▶ Exercise details:
Please copy every record exactly as it is written.

===== Data provided

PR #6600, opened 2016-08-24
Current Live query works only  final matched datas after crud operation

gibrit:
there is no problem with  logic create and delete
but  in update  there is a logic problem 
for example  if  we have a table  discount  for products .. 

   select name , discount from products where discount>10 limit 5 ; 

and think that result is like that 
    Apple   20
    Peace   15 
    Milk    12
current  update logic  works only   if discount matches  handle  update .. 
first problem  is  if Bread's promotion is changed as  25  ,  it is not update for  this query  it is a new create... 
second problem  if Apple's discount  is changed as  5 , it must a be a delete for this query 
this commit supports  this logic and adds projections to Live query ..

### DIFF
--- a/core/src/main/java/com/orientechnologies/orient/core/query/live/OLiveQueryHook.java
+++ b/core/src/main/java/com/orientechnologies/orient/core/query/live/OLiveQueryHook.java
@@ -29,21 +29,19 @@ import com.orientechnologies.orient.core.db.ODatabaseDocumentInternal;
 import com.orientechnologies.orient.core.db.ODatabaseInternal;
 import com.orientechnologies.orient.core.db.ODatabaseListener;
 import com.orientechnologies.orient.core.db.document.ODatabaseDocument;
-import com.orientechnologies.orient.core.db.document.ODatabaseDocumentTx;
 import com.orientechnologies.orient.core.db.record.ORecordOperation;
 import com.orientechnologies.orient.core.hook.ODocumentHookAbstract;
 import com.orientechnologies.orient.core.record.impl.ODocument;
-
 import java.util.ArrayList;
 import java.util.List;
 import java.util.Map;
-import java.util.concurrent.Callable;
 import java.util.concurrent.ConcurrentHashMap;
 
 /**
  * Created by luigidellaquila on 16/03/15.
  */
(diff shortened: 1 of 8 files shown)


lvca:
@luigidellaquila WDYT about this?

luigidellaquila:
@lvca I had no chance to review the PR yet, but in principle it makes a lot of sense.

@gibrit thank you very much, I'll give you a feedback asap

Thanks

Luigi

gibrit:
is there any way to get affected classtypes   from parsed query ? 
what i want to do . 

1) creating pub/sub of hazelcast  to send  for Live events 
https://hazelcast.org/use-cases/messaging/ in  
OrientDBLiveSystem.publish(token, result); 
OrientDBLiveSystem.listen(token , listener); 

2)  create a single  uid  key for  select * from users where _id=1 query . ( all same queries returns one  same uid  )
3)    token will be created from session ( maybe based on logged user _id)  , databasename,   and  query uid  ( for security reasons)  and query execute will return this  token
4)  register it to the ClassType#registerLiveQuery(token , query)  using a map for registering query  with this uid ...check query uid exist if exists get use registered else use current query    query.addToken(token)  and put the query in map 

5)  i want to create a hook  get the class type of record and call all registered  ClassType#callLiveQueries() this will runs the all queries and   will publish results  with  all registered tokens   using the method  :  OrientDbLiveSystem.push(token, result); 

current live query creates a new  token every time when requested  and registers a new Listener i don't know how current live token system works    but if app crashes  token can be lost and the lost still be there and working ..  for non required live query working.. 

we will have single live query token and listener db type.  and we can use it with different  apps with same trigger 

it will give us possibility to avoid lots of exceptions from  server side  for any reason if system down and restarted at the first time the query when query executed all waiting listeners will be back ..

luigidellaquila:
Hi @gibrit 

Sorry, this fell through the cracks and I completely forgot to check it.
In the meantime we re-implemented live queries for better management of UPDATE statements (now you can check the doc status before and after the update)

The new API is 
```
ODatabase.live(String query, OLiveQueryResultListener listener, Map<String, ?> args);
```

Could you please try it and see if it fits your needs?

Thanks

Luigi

==========

▶ Task result:
PR #6600, opened 2016-08-24
Current Live query works only  final matched datas after crud operation

gibrit:
there is no problem with  logic create and delete
but  in update  there is a logic problem 
for example  if  we have a table  discount  for products .. 

   select name , discount from products where discount>10 limit 5 ; 

and think that result is like that 
    Apple   20
    Peace   15 
    Milk    12
current  update logic  works only   if discount matches  handle  update .. 
first problem  is  if Bread's promotion is changed as  25  ,  it is not update for  this query  it is a new create... 
second problem  if Apple's discount  is changed as  5 , it must a be a delete for this query 
this commit supports  this logic and adds projections to Live query ..

### DIFF
--- a/core/src/main/java/com/orientechnologies/orient/core/query/live/OLiveQueryHook.java
+++ b/core/src/main/java/com/orientechnologies/orient/core/query/live/OLiveQueryHook.java
@@ -29,21 +29,19 @@ import com.orientechnologies.orient.core.db.ODatabaseDocumentInternal;
 import com.orientechnologies.orient.core.db.ODatabaseInternal;
 import com.orientechnologies.orient.core.db.ODatabaseListener;
 import com.orientechnologies.orient.core.db.document.ODatabaseDocument;
-import com.orientechnologies.orient.core.db.document.ODatabaseDocumentTx;
 import com.orientechnologies.orient.core.db.record.ORecordOperation;
 import com.orientechnologies.orient.core.hook.ODocumentHookAbstract;
 import com.orientechnologies.orient.core.record.impl.ODocument;
-
 import java.util.ArrayList;
 import java.util.List;
 import java.util.Map;
-import java.util.concurrent.Callable;
 import java.util.concurrent.ConcurrentHashMap;
 
 /**
  * Created by luigidellaquila on 16/03/15.
  */
(diff shortened: 1 of 8 files shown)


lvca:
@luigidellaquila WDYT about this?

luigidellaquila:
@lvca I had no chance to review the PR yet, but in principle it makes a lot of sense.

@gibrit thank you very much, I'll give you a feedback asap

Thanks

Luigi

gibrit:
is there any way to get affected classtypes   from parsed query ? 
what i want to do . 

1) creating pub/sub of hazelcast  to send  for Live events 
https://hazelcast.org/use-cases/messaging/ in  
OrientDBLiveSystem.publish(token, result); 
OrientDBLiveSystem.listen(token , listener); 

2)  create a single  uid  key for  select * from users where _id=1 query . ( all same queries returns one  same uid  )
3)    token will be created from session ( maybe based on logged user _id)  , databasename,   and  query uid  ( for security reasons)  and query execute will return this  token
4)  register it to the ClassType#registerLiveQuery(token , query)  using a map for registering query  with this uid ...check query uid exist if exists get use registered else use current query    query.addToken(token)  and put the query in map 

5)  i want to create a hook  get the class type of record and call all registered  ClassType#callLiveQueries() this will runs the all queries and   will publish results  with  all registered tokens   using the method  :  OrientDbLiveSystem.push(token, result); 

current live query creates a new  token every time when requested  and registers a new Listener i don't know how current live token system works    but if app crashes  token can be lost and the lost still be there and working ..  for non required live query working.. 

we will have single live query token and listener db type.  and we can use it with different  apps with same trigger 

it will give us possibility to avoid lots of exceptions from  server side  for any reason if system down and restarted at the first time the query when query executed all waiting listeners will be back ..

luigidellaquila:
Hi @gibrit 

Sorry, this fell through the cracks and I completely forgot to check it.
In the meantime we re-implemented live queries for better management of UPDATE statements (now you can check the doc status before and after the update)

The new API is 
```
ODatabase.live(String query, OLiveQueryResultListener listener, Map<String, ?> args);
```

Could you please try it and see if it fits your needs?

Thanks

Luigi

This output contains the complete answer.